(Dataset entries)
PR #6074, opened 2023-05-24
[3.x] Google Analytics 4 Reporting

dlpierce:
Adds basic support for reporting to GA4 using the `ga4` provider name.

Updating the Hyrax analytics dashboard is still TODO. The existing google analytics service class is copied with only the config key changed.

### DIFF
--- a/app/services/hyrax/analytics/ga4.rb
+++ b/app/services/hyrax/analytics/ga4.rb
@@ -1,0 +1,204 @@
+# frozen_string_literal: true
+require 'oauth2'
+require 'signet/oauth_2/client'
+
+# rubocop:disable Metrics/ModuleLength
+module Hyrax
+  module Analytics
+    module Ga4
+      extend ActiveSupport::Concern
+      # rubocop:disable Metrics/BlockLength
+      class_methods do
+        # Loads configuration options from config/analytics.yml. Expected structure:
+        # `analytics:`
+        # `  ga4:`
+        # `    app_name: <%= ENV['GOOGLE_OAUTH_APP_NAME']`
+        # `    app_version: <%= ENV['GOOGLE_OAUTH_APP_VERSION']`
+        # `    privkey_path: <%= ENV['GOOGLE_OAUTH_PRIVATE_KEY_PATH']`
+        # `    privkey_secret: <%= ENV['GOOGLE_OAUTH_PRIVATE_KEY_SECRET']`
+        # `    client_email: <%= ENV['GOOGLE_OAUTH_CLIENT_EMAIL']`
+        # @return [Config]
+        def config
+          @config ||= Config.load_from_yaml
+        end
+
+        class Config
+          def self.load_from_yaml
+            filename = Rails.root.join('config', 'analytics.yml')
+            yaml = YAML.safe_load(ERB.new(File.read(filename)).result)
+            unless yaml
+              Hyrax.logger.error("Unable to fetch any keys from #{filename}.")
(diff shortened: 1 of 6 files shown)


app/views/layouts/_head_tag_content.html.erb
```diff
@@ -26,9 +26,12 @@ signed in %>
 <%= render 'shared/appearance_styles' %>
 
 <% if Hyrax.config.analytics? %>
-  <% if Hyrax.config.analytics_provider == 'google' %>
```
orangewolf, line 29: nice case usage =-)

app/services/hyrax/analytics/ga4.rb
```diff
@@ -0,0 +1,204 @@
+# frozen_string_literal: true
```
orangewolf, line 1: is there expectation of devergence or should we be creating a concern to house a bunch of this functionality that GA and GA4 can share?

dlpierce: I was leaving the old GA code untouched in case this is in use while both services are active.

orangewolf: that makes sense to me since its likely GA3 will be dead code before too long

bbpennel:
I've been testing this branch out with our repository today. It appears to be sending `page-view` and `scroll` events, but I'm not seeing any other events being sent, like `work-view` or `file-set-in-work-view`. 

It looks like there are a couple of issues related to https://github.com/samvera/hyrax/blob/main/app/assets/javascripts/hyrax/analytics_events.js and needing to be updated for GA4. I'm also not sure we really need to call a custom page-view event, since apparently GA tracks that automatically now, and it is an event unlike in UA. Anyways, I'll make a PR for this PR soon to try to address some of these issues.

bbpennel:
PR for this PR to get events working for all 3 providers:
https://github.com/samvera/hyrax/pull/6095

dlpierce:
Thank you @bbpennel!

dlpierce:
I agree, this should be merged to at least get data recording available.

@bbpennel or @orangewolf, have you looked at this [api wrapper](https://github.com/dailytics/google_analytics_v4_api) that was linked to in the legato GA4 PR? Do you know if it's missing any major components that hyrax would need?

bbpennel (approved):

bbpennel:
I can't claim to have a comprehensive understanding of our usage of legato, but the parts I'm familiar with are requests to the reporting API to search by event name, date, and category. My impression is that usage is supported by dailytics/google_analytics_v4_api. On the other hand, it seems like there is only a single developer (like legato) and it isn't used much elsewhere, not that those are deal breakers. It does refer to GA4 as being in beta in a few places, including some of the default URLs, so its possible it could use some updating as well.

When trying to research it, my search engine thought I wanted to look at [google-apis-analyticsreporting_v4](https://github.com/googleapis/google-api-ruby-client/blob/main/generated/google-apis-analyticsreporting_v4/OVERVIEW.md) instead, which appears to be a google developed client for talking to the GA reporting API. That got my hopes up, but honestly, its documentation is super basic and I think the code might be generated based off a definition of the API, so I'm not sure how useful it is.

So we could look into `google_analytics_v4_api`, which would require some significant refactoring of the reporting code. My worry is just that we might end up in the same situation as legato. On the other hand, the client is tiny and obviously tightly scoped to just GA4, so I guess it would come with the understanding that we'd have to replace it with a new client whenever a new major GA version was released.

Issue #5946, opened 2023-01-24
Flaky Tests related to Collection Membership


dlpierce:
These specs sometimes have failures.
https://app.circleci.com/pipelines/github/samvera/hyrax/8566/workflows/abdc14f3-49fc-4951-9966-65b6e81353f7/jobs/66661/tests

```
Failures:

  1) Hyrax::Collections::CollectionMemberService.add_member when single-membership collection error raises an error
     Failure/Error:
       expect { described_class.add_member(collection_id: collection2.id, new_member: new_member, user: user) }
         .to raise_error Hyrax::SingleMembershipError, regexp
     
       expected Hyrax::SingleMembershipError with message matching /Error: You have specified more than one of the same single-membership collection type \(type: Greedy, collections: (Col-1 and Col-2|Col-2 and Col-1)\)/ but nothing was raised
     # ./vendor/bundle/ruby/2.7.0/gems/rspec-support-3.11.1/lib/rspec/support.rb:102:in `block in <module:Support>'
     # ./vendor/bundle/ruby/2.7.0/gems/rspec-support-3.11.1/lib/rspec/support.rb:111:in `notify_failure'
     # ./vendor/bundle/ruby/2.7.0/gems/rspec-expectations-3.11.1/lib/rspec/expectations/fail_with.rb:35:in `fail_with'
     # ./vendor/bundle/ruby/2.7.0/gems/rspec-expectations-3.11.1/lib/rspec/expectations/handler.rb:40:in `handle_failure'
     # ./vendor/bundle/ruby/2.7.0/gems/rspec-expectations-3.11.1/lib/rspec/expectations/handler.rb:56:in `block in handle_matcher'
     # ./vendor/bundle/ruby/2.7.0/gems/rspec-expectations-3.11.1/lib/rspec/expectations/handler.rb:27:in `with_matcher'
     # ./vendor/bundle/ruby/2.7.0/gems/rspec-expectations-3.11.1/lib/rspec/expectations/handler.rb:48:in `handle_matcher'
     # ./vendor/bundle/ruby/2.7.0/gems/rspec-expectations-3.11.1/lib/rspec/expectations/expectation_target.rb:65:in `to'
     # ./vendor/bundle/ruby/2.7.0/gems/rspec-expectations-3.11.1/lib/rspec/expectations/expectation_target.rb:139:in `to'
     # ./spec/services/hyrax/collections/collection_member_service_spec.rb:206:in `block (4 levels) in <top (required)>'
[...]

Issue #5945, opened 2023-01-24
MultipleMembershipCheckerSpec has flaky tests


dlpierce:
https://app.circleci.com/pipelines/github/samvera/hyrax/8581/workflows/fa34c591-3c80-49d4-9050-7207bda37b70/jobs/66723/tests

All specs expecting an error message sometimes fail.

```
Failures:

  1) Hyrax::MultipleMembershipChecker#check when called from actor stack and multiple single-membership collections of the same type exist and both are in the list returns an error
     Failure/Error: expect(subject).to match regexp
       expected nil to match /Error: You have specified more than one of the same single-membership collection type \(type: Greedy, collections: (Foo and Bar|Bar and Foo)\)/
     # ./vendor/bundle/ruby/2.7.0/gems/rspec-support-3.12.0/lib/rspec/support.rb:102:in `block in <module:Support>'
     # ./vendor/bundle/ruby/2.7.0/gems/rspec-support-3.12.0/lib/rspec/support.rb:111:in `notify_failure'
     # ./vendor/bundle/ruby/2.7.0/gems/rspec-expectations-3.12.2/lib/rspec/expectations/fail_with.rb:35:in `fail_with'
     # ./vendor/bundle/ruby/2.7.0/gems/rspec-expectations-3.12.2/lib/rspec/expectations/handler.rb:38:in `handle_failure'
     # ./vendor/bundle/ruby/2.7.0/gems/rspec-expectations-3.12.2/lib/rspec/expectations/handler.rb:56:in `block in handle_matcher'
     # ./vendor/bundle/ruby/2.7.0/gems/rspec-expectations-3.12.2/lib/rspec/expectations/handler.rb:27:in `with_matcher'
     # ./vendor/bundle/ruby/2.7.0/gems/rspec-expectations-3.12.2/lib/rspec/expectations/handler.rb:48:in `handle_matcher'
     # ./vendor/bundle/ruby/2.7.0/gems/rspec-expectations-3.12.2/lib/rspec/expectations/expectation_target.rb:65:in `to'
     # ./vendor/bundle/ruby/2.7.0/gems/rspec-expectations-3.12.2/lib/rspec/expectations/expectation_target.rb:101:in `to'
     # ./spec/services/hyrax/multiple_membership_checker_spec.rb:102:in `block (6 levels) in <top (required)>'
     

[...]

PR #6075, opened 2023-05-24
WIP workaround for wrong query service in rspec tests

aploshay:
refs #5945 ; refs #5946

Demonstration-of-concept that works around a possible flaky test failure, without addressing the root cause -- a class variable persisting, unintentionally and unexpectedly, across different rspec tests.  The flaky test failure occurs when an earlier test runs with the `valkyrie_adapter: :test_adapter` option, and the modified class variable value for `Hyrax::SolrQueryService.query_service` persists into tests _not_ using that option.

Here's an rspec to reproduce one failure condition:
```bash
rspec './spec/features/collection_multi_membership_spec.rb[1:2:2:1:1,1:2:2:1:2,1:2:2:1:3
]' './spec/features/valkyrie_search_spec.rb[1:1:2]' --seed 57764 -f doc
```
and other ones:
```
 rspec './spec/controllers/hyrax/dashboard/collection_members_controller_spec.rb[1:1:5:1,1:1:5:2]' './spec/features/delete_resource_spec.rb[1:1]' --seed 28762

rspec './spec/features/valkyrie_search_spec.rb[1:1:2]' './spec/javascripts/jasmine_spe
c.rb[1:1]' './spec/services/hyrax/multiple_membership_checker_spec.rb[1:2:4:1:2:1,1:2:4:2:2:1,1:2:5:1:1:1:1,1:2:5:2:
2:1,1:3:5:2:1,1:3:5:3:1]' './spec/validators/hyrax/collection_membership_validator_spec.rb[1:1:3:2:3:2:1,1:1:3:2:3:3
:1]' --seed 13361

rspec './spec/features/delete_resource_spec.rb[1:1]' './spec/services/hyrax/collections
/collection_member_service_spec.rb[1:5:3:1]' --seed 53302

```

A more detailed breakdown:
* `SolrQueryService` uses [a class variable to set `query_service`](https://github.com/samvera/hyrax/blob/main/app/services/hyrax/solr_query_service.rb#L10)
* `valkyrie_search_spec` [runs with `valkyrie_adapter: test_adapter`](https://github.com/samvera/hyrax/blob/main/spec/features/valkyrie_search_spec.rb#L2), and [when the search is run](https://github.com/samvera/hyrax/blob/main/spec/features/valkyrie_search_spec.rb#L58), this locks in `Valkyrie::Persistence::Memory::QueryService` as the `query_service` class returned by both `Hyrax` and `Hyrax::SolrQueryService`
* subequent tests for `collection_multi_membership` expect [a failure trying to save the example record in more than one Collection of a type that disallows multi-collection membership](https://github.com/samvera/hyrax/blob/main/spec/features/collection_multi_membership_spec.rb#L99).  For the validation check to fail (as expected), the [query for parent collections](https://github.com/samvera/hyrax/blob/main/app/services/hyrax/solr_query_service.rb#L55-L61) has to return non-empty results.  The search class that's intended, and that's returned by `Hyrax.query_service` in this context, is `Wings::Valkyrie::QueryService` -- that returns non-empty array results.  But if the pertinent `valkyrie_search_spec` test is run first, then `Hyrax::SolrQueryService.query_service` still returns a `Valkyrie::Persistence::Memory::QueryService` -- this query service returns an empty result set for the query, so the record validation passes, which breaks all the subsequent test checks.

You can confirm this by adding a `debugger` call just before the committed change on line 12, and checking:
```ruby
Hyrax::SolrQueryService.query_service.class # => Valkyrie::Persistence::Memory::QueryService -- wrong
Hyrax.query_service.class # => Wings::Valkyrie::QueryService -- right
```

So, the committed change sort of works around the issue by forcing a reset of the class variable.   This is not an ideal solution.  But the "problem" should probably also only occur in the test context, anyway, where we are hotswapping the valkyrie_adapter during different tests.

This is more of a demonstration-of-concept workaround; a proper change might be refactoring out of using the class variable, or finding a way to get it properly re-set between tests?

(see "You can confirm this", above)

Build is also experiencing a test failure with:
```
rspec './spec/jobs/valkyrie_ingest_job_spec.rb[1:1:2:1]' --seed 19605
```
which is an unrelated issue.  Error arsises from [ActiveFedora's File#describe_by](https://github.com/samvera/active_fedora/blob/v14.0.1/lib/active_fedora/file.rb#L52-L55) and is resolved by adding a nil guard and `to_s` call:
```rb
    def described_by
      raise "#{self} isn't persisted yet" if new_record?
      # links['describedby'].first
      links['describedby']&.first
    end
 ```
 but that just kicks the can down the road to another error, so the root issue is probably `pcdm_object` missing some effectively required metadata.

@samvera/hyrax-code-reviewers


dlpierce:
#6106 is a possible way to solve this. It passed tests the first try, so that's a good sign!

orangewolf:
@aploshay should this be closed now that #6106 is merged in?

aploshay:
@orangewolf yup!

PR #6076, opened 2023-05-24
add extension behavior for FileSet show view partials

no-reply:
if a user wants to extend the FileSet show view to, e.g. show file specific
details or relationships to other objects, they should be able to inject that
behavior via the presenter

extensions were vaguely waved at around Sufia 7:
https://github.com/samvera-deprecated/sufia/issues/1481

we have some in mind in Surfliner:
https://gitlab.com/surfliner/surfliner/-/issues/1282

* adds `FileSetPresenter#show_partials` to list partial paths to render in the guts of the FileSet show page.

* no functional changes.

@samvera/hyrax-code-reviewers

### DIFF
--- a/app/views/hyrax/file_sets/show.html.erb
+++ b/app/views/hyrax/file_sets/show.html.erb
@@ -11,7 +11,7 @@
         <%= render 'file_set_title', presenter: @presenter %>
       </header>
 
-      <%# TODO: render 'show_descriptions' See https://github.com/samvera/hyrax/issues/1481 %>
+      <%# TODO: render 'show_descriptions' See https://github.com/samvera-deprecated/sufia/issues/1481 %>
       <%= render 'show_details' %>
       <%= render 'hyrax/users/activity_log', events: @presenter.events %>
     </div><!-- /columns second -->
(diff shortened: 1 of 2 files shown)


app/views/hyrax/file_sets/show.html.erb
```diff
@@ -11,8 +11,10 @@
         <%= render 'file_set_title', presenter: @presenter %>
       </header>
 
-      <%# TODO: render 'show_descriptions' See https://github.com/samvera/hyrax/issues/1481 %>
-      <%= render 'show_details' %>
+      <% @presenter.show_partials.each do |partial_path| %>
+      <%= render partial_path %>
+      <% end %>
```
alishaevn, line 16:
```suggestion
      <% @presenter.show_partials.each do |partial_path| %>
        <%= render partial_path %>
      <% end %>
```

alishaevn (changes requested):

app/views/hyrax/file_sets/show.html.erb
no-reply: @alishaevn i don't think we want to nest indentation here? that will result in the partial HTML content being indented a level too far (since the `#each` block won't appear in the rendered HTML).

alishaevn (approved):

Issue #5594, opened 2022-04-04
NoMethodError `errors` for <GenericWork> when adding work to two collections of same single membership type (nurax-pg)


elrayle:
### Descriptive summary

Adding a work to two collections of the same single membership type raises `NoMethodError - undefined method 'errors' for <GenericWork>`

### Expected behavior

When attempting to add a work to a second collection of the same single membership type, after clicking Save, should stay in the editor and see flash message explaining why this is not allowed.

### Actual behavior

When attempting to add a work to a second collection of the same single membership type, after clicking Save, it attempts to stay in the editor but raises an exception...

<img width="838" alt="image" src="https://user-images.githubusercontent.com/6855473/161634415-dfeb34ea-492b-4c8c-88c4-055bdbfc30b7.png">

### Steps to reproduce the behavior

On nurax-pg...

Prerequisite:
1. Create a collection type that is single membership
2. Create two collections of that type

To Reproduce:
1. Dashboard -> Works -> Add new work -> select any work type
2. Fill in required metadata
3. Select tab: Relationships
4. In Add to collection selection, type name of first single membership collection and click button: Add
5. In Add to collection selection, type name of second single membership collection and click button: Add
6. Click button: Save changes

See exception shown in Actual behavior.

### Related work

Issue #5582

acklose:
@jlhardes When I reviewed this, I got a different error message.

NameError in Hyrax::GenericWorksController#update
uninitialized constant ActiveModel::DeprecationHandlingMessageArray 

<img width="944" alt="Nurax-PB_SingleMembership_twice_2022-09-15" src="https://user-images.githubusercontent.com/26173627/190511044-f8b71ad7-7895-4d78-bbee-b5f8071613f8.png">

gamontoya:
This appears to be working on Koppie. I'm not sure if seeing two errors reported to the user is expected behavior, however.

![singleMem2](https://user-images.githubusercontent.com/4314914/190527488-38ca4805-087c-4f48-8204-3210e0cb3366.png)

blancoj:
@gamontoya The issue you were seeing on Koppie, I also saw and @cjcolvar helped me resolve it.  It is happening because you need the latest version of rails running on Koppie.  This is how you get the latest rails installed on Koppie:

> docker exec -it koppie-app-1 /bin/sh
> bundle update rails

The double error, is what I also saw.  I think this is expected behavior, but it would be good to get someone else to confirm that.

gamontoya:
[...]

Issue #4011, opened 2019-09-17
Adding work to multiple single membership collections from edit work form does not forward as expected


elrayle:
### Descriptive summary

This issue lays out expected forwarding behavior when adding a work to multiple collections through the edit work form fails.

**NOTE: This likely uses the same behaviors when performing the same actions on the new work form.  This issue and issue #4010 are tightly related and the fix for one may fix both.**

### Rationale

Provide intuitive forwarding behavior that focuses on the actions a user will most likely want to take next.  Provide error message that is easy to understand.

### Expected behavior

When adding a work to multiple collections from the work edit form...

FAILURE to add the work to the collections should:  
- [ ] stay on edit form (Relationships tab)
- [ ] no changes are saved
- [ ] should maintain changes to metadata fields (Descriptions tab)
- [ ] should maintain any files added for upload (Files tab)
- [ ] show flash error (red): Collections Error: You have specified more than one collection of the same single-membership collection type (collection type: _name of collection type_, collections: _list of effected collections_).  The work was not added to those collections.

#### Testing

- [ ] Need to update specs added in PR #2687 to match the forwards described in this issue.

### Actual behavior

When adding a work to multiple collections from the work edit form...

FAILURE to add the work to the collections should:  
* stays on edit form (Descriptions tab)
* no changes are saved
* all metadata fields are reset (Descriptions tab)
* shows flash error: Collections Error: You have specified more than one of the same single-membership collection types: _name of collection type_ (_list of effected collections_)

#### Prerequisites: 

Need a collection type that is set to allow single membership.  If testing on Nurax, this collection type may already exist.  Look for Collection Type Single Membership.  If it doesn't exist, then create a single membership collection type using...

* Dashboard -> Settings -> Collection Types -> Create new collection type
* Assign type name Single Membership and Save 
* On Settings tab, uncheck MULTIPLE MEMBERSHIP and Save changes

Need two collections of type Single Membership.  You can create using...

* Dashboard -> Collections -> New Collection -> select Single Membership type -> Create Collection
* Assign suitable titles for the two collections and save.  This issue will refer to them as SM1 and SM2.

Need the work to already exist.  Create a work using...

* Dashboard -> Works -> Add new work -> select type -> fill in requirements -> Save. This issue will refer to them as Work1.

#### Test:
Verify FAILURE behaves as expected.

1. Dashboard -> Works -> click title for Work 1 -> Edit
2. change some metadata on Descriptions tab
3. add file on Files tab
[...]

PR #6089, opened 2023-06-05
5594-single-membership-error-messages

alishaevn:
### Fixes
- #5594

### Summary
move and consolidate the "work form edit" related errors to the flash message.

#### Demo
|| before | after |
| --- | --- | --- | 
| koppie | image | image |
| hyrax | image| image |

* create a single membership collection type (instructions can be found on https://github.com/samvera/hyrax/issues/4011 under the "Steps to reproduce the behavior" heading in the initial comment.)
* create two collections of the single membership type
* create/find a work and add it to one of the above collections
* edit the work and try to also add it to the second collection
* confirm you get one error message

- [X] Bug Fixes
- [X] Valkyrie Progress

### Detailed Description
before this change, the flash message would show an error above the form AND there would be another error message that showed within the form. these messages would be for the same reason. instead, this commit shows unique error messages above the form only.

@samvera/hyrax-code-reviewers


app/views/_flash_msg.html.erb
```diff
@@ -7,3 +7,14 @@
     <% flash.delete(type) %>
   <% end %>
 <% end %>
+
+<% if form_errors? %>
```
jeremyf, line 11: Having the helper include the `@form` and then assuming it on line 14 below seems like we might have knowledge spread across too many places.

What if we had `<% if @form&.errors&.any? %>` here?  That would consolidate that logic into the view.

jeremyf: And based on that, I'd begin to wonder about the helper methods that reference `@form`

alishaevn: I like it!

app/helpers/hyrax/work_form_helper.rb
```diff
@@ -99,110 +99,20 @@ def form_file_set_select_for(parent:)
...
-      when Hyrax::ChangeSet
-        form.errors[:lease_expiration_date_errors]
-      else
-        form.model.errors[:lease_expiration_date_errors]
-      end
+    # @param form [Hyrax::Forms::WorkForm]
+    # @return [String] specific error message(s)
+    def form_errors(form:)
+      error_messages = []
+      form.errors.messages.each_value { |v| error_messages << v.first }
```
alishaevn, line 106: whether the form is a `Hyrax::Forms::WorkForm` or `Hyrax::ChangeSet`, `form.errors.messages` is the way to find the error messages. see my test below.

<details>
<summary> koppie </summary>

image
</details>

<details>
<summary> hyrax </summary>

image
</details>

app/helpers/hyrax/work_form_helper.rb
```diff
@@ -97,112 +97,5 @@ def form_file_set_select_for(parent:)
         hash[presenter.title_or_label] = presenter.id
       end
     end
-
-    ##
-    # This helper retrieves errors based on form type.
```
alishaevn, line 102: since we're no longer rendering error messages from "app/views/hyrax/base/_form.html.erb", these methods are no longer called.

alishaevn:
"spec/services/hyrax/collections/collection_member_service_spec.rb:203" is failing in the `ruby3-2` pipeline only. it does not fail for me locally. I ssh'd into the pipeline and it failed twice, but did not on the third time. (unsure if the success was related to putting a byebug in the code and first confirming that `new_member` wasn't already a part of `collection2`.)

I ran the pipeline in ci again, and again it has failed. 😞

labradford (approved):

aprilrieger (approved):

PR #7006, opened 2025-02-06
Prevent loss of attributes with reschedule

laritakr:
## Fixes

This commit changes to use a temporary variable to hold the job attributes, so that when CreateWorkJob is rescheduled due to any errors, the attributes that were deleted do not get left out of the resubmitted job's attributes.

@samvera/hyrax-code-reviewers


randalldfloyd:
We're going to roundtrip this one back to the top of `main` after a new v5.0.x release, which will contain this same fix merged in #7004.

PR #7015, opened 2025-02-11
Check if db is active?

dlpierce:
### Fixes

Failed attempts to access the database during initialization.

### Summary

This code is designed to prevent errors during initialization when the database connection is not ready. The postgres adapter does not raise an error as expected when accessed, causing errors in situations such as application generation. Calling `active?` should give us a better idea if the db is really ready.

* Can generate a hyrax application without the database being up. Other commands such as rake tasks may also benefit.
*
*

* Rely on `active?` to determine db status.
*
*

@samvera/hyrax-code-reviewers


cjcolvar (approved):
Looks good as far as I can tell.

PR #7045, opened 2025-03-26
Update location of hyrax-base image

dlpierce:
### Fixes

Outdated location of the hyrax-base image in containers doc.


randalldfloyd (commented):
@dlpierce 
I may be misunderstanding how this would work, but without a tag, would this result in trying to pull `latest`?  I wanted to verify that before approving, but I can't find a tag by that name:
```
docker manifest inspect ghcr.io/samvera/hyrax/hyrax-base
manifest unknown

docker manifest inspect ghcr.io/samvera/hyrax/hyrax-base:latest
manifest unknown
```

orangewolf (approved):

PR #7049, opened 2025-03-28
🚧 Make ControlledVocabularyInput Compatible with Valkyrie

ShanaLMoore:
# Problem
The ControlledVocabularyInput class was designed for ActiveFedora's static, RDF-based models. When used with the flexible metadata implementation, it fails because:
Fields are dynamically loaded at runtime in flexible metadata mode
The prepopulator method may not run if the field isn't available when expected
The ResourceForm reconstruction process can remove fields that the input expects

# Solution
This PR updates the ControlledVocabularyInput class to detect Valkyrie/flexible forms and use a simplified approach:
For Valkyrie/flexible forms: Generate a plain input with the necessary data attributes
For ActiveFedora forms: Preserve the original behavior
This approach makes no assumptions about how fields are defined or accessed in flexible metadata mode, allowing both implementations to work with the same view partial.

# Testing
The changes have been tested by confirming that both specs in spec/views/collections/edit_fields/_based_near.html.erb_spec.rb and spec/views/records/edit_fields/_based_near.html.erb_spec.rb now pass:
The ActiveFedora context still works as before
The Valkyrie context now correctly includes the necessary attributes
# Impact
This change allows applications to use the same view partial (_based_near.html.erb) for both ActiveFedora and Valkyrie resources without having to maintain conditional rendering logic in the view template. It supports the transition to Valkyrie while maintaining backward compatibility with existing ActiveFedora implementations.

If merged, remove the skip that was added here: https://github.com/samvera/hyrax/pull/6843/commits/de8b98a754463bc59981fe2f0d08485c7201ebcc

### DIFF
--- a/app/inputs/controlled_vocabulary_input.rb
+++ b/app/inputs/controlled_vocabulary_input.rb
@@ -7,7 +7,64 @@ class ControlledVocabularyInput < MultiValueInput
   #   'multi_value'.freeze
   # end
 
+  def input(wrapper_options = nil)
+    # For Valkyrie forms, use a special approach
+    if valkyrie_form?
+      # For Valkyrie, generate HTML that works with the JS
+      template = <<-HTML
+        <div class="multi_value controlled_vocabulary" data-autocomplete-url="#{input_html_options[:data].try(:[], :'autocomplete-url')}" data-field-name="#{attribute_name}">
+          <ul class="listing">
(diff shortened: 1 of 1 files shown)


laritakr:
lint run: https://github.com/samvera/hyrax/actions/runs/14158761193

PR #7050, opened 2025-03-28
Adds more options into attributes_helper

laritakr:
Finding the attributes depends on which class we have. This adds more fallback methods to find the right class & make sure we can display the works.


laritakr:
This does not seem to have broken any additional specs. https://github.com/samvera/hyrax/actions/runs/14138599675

__PROBLEM TO SOLVE__.
Show me all lines in the records that contain "fails".

__REPLY__.
This issue lays out expected forwarding behavior when adding a work to multiple collections through the edit work form fails.
The ControlledVocabularyInput class was designed for ActiveFedora's static, RDF-based models. When used with the flexible metadata implementation, it fails because:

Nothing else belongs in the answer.